# Geräteschrank für Angelzubehör



## Schwabenhorscht (26. Februar 2005)

Hallo,

wollte mir im Frühjahr eine Art Geräteschrank für mein gesamtes Angelzeug (6 Ruten, Rollen, Kescher, usw) basteln. 
Er sollte etwa so groß sein, wie ein 2-türiger Kleiderschrank.

Hat von Euch zufällig jemand eine Bauanleitung für sowas? 

Habe bei Quelle etwas in der Richtung gesehen:

Geräteschrank

Wäre für jeden Tip dankbar!

Schönes Wochenende wünscht

Schwabenhorscht


----------



## Big Fins (26. Februar 2005)

*AW: Geräteschrank für Angelzubehör*

moin, so einen Geräteschuppen hab ich leider nicht. 
Für meine Ruten hab ich einen Rutenständer ( Verkaufsständer ), wo ca 15-20 Ruten reinpassen.
Meine restlichen Gerätschaften sind hier und da in der Wohnung verteilt, ich hab da keinen speziellen Platz.
ich würde meine Sachen auch nicht in den Keller verbannen, da ich ab und an dran rumhantiere.
Ich denke, Du mußt da mit Dir selbst schauen was Dir gefällt und Platzmäßig hinhaut.

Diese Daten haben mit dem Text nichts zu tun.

PR #2101, opened 2017-04-26
PostgreSQL version requirement

drostron:
9.5+ required for `CREATE INDEX IF NOT EXISTS ...`


drostron:
@wemrysi Correct, just adding clarity on the PostgreSQL version that MetaStore requires.

PR #2102, opened 2017-04-26
Change signature of QueryFile.Input to return Free instead of Task

rabbitonweb:
Input methods should be more generic for the spark based connectors to 'inject' different effects to it as needed. This changes is needed for `spark-cassandra` and `spark-elastic`

### DIFF
--- a/sparkcore/src/main/scala/quasar/physical/sparkcore/fs/hdfs/queryfile.scala
+++ b/sparkcore/src/main/scala/quasar/physical/sparkcore/fs/hdfs/queryfile.scala
@@ -24,6 +24,7 @@ import quasar.fs.FileSystemError
 import quasar.fs.FileSystemErrT
 import quasar.fs.FileSystemError._
 import quasar.fs.PathError._
+import quasar.fp.free._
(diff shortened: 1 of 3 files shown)


alissapajer:
@rabbitonweb is this waiting for anything more? If not it needs an "assignee" to be merged.

alissapajer:
@rabbitonweb sorry, I was trying to say an assignee other than yourself. We have been using "Reviewers" as the people who will code review the PR and "Assignees" as the person (different than the PR author) who is in charge of merging it after the reviewers have approved it.

I don't think we added this information to our wiki/process docs after github added the "Reviewers" field, so I'll look into that.

rabbitonweb:
@jedesah i was not aware, added

jedesah:
Oops. My bad forgot to merge after I approved.

jedesah:
@rabbitonweb For future reference, you should add a semantic version label and then I can make sure that I agree with your label before I merge. In this case it seems pretty obvious that it's a revision so I will just go ahead and add it myself before merging.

Aber der Schrank wird ganz sicher seinen Dienst tun.


----------



## marioschreiber (26. Februar 2005)

*AW: Geräteschrank für Angelzubehör*

Der hier ist doch "traumhaft" !









Quelle : http://www.rs-flyfishing.de/


----------



## Karpfenchamp (26. Februar 2005)

*AW: Geräteschrank für Angelzubehör*

Ich habe meine Angelecke neben dem Computerraum in unserer Hobbiwerkstatt(mein Vater baut viele Sachen selbst). Das ist auch im Keller. Da habe ich ein DDR Sideboard mit Fächern und einer Schublade. Neben dem Sideboard ist noch ein kleines anderes Verkramtes Sideboard als Tisch. zwischen den Beiden stehen dann meine Kescher und leere Futterrale. In den Fächern dann das Futter der Koffer der kleine Futtereimer. An der Wand ist dann eine Halterung für leider nur 4 montierte Ruten. Den Rest der Ruten stelle ich dann zu den Futteralen. Man ist das immer eine Unordnung da. So mach ich dass. Aber ein Schrank ist natürlich auch nicht zu verachten und Wahrscheinlich sogar noch Platzsparender


----------



## gismowolf (26. Februar 2005)

*AW: Geräteschrank für Angelzubehör*

Hi!
Ich habe vor ca.20 Jahren zwei unserer alten Schlafzimmerschränke in Vollholzbauart(keine Pressplatten!)in den Keller gestellt und zu Gerätekästen umfunktioniert.Auf die Innenseiten der Türen habe ich Alu-Winkelkantbleche geschraubt
und darauf Bretter mit Lochausschnitten für die Rutengriffe.Die dazupassenden Rutenhalter sind auf den Türinnenseiten befestigt. Seit damals gibt`s bei mir keine verstaubten Ruten und Angelgeräte mehr!!:q #h
Übrigens:Alte,günstige Schränke gibt es auch in Abrahams Trödelläden und second-Hand-Shops.


----------



## Discocvw (27. Februar 2005)

*AW: Geräteschrank für Angelzubehör*

Moin, moin habe mir aus einem alten Bücherregal einen Angelschrank gebaut. Die Ruten sind mit Klettband befestigt und so jederzeit einfach zu entnehmen.


----------



## Ralle76 (27. Februar 2005)

*AW: Geräteschrank für Angelzubehör*

Ich tendier ja zu einem zweitlg. Spint. 
Ich schau immer wieder mal bei Ebay rein.
Wenn man das Teil abholt, sollte das so um die 20Euronen kosten.


----------



## Hechthunter21 (27. Februar 2005)

*AW: Geräteschrank für Angelzubehör*



			
				Discocvw schrieb:
			
		

> Moin, moin habe mir aus einem alten Bücherregal einen Angelschrank gebaut. Die Ruten sind mit Klettband befestigt und so jederzeit einfach zu entnehmen.


 
*Beim ersten hinsehen*
*dachte ich Typisch Deutsch...|kopfkrat* !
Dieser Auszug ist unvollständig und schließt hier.